(Stored items)
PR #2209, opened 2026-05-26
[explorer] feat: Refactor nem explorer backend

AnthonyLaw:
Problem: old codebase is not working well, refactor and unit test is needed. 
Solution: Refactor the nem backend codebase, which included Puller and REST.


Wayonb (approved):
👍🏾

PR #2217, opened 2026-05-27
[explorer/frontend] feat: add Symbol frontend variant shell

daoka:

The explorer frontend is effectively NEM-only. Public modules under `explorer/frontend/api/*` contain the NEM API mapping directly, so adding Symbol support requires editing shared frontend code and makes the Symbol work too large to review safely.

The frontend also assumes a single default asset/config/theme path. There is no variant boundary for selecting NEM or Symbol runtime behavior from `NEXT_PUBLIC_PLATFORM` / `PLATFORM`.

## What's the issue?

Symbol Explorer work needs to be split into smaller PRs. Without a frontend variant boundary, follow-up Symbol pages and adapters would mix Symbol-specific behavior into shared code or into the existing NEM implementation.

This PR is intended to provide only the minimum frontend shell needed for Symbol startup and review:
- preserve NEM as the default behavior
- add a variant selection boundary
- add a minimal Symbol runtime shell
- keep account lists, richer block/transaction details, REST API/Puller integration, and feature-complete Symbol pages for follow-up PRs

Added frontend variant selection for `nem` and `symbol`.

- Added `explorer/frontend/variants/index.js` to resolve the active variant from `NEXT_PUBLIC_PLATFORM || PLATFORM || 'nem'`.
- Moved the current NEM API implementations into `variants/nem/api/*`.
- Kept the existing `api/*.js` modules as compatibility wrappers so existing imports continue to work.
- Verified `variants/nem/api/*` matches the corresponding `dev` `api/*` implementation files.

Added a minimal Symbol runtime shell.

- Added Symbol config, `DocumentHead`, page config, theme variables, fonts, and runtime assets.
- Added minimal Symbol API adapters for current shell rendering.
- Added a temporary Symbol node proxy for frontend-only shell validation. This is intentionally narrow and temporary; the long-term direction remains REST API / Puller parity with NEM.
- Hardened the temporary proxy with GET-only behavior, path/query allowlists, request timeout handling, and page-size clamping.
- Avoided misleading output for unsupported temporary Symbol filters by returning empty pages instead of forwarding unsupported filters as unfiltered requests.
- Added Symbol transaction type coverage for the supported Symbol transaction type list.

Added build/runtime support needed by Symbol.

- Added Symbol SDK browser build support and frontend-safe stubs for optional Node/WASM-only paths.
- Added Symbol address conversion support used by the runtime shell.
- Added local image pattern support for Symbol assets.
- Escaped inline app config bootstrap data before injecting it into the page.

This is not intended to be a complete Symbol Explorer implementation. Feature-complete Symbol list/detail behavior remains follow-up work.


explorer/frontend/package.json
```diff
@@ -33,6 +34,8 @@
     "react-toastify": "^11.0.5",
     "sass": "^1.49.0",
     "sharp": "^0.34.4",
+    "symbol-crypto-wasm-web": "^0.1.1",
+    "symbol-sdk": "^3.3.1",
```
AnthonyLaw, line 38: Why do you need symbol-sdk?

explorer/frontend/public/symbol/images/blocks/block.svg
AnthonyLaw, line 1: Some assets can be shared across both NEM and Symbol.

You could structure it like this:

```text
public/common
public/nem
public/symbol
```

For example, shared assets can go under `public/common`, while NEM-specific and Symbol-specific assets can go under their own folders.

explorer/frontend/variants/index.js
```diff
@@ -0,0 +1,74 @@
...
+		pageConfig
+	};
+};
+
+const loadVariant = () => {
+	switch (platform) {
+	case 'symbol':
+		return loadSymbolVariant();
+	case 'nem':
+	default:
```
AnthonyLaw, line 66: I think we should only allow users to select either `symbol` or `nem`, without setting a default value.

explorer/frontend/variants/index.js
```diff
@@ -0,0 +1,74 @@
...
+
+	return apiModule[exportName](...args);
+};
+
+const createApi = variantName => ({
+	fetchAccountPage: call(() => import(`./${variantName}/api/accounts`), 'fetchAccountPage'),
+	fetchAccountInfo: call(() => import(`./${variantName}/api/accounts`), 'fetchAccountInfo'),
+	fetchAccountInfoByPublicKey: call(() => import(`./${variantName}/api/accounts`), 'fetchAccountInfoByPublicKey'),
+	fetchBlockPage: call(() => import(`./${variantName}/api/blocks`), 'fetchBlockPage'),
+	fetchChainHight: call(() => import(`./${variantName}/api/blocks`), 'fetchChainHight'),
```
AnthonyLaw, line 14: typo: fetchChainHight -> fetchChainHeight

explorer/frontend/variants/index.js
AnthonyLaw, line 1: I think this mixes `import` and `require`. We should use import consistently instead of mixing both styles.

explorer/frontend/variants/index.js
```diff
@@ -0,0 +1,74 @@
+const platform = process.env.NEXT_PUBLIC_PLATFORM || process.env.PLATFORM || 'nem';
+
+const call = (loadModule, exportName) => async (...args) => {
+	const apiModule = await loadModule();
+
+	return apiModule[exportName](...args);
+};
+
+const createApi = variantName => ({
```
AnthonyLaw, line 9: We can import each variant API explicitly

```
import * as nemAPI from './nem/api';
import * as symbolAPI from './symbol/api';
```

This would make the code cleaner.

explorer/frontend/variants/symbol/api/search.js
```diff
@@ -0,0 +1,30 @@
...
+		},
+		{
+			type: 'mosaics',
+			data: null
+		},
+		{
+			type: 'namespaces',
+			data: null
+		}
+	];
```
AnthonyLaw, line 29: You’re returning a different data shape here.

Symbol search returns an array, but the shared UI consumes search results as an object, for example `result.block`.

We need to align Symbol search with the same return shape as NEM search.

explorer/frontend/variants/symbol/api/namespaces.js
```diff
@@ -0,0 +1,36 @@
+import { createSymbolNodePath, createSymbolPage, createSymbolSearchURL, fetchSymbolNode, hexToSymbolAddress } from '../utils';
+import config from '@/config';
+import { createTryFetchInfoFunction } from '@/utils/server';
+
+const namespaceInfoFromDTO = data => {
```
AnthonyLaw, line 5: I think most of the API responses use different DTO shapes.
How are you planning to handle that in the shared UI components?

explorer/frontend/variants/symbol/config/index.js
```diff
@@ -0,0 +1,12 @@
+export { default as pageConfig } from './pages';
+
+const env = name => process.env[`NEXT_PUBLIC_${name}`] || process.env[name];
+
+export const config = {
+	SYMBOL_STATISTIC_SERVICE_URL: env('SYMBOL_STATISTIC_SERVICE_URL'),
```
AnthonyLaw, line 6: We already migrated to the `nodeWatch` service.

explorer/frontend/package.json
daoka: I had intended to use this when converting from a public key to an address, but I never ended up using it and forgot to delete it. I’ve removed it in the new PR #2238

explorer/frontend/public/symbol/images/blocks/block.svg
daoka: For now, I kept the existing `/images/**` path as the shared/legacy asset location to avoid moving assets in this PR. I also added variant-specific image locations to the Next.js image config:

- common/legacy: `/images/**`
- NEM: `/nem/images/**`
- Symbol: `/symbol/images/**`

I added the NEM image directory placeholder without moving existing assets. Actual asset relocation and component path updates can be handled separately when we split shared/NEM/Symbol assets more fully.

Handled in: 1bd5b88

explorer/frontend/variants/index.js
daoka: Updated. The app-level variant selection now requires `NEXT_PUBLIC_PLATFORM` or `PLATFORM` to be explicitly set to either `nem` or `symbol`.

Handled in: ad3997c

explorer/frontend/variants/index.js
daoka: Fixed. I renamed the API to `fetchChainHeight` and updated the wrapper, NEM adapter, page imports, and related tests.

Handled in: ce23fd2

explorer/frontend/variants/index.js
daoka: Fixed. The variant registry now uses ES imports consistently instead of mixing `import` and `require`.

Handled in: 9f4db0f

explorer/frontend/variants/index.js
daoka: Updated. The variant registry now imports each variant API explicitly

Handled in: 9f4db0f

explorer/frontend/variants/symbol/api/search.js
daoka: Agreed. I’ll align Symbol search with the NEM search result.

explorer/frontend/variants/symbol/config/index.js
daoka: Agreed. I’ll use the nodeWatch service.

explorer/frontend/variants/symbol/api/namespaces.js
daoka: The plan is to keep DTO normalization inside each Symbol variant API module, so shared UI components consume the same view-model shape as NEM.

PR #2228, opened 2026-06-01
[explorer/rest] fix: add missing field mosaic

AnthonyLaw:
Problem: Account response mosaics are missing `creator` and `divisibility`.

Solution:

§ What you should do: I need every line of the data that has the word "result"; please list them.

§ Solution to the exercise:
Symbol search returns an array, but the shared UI consumes search results as an object, for example `result.block`.
daoka: Agreed. I’ll align Symbol search with the NEM search result.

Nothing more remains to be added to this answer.